Ana Sofia Cardoso Monteiro Signorelli
Os Termos de Compromisso de Cessação (“TCCs”) foram disciplinados pela antiga Lei de Defesa da Concorrência (Lei nº 8.884/94) e mantidos pela Lei nº 12.529/2011 em seu artigo 85, podendo ser negociados com a autoridade antitruste a pedido do representado ou a requerimento, uma vez atendidos os critérios de conveniência e oportunidade previstos no caput do referido artigo.
A partir da promulgação da nova lei, o papel dos TCCs no contexto de investigações de condutas colusivas mostrou-se decisivo na construção da história institucional do Cade, seguindo o padrão do continente americano, no qual, de acordo com o levantamento mais recente da OCDE[1], cerca de 48% dos casos envolvendo condutas cartelizadas resultou em acordo (considerando uma média de 130 casos julgados por ano, no período compreendido entre 2015 e 2019).

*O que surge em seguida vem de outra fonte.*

PR #53, opened 2022-06-07
Remove ServiceManager V2 compatibility

gsteel:
|    Q          |   A
|-------------- | ------
| Documentation | yes
| QA            | yes

### Description

- Removes SMv2 compat in the InputFilterPluginManager because it cannot possibly be installed anymore
- Replaces usage of aliases for Input|Filter|Validator plugin managers with FQCN
- Adds a psalm plugin to dev dependencies for typical Psr Container methods
- Updates locked dependencies on 7.4
- Fixes a number of psalm issues, updating baseline


docs/book/specs.md
```diff
@@ -74,7 +75,7 @@ class MyValidatingControllerFactory implements FactoryInterface
         $services = $controllers->getServiceLocator();
 
         // Retrieve the InputFilterManager
-        $filters = $services->get('InputFilterManager');
+        $filters = $services->get(InputFilterPluginManager::class);
```
gsteel, line 78: Update the docs so that they prefer fetching the plugin manager by FQCN

psalm.xml.dist
```diff
@@ -1,7 +1,7 @@
 <?xml version="1.0"?>
 <psalm
+    errorLevel="1"
```
gsteel, line 3: Fix deprecated option since a few versions ago

src/InputFilterAbstractServiceFactory.php
```diff
@@ -60,11 +59,6 @@ public function canCreate(ContainerInterface $services, $rName)
      */
     public function canCreateServiceWithName(ServiceLocatorInterface $container, $name, $requestedName)
```
gsteel, line 63: Should I possibly mark these legacy methods as deprecated also?

composer.json
```diff
@@ -40,6 +40,7 @@
     "require-dev": {
         "laminas/laminas-coding-standard": "~2.2.1",
         "laminas/laminas-db": "^2.13.4",
+        "lctrs/psalm-psr-container-plugin": "^1.6",
```
Ocramius: I don't think we should add this for the sake of "winning against static analysis holes" :thinking:

src/InputFilterPluginManager.php
```diff
@@ -71,17 +77,9 @@ class InputFilterPluginManager extends AbstractPluginManager
     protected $sharedByDefault = false;
 
     /**
-     * Whether or not to share by default (v2)
-     *
-     * @var bool
-     */
-    protected $shareByDefault = false;
```
gsteel, line 78: Perhaps dropping this is a BC break. Should I revert and mark the class as @\final?

composer.json
Ocramius: A psalm `.stub.php` file would suffice for our use-case, perhaps?

src/InputFilterPluginManagerFactory.php
```diff
@@ -2,28 +2,39 @@
...
 use Laminas\ServiceManager\FactoryInterface;
 use Laminas\ServiceManager\ServiceLocatorInterface;
+use Laminas\ServiceManager\ServiceManager;
+use Psr\Container\ContainerInterface as PsrContainer;
 
+use function assert;
 use function is_array;
 
+/**
+ * @link ServiceManager
```
gsteel, line 17: Prevents automated removal of unused use by phpcbf

src/InputFilterPluginManager.php
```diff
@@ -71,17 +77,9 @@ class InputFilterPluginManager extends AbstractPluginManager
...
-
-    /**
-     * @param null|ConfigInterface|ContainerInterface $configOrContainer For laminas-servicemanager v2,
-     *     null or a ConfigInterface instance are allowed; for v3, a
-     *     ContainerInterface is expected.
-     * @param array $v3config Optional configuration array (laminas-servicemanager v3 only)
+     * @param null|ConfigInterface|ContainerInterface|PsrContainerInterface $configOrContainer
+     * @param array $v3config
```
Ocramius: Can be removed

test/InputFilterPluginManagerCompatibilityTest.php
```diff
@@ -31,4 +31,10 @@ protected function getInstanceOf()
     {
         // InputFilterManager accepts multiple instance types
     }
+
+    public function testShareByDefaultAndSharedByDefault(): void
+    {
+        // The plugin manager no longer supports V2 so this inherited test is forced to pass
+        self::assertTrue(true);
```
Ocramius: This shouldn't be added as-is :D

Ocramius (changes requested):

composer.json
gsteel: > I don't think we should add this for the sake of "winning against static analysis holes" 🤔

Is that because of the dependency burden? I frequently use this plugin in projects because it avoids assigning the service to a temporary variable along with an `assert instanceof` - Not familiar with `.stub.php` - I'll have a Google…

Ocramius: Yes, adding dependencies should be done with a lot of care, since most of our work right now is playing with the dependency puzzle until it clicks together.

Having a bigger baseline is still better than having more dependencies

gsteel: @Ocramius - trying to get the stub right but can't figure out how to get psalm to return instance of the given class-string: https://psalm.dev/r/93dc7fec74 - Any chance you could help me out there?

Ocramius: See https://psalm.dev/r/027e9ad09e

The `T` needs to be on the method in this case, since it's not the whole container that is templated with `T`

gsteel: 🙏

Ocramius: Just cross-linking: https://github.com/Lctrs/psalm-psr-container-plugin/issues/545

.stub.php
```diff
@@ -0,0 +1,19 @@
+<?php
```
Ocramius: I think we should document this stub a bit:

 * file name more descriptive
 * a few comments here, explaining our intent

.stub.php
```diff
@@ -0,0 +1,19 @@
...
+
+declare(strict_types=1);
+
+namespace Psr\Container {
+
+    interface ContainerInterface
+    {
+        /** @param string|class-string $name */
```
Ocramius: In theory, we can drop this declaration completely, since the original class declaration should take over :thinking: 

Can you give it a try? Let's keep all of this very minimal

src/InputFilterAbstractServiceFactory.php
Ocramius: Deprecation will certainly allow for more graceful removal, yes.

test/InputTest.php
```diff
@@ -48,14 +48,26 @@ public function assertRequiredValidationErrorMessage(Input $input, string $messa
         $message  = $message ?: 'Expected failure message for required input';
         $message .= ';';
 
-        $messages = $input->getMessages();
-        $this->assertIsArray($messages, $message . ' non-array messages array');
+        $expectedKey = NotEmptyValidator::IS_EMPTY;
+        $messages    = $input->getMessages();
+        /** @psalm-suppress RedundantConditionGivenDocblockType */
```
Ocramius: We can drop this assertion overall, no?

Ocramius (changes requested):

.stub.php
gsteel: It doesn't appear the declaration can be dropped - looks like the stub replaces the interface entirely.

Ocramius (approved):
Thanks @gsteel!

Há, entretanto, uma importante lacuna a ser preenchida em relação à política de acordos do Cade: e quando estes TCCs são celebrados no contexto da “terceira onda do antitruste”? Conforme defendem Athayde e Jacobs[2], esta terceira onda remete à ascensão dos ilícitos concorrenciais advindos de condutas unilaterais, o antigo calcanhar de Aquiles do Cade, de acordo com os últimos Peer Reviews publicados pela Organização para a Cooperação e Desenvolvimento Econômico (OCDE)[3].
Em que pese já se falar em uma quarta onda, que remeteria à análise regulatória do antitruste[4], a terceira onda não parece ter chegado a seu zênite no Brasil, mas, ao contrário, vem sendo impulsionada por abalos sísmicos cada vez mais emblemáticos e representativos, sobretudo a partir da pandemia do COVID-19, sua relação com o crescimento dos mercados digitais e a consequente ampliação do número de casos envolvendo abuso de posição dominante por parte das plataformas[5].
Entretanto, a elevada complexidade ínsita a este tipo de análise – considerando que se trata de ilícitos por efeitos e, portanto, avaliados sob a ótica da regra da razão – impõe desafios adicionais ao juízo de conveniência e oportunidade para iniciar um acordo. Esses desafios se estendem a outras questões debatidas ao longo de sua negociação, como é o caso da necessidade e quantificação de uma contribuição pecuniária, da aplicação de multa por descumprimento, da necessidade de confessar ou não a prática lesiva e, finalmente, da inclusão ou não de garantias, por parte da Administração Pública, com relação à determinação sobre se a prática cessada através da celebração do acordo constituirá ou não um precedente vinculante para a instituição e da própria análise de mérito do caso.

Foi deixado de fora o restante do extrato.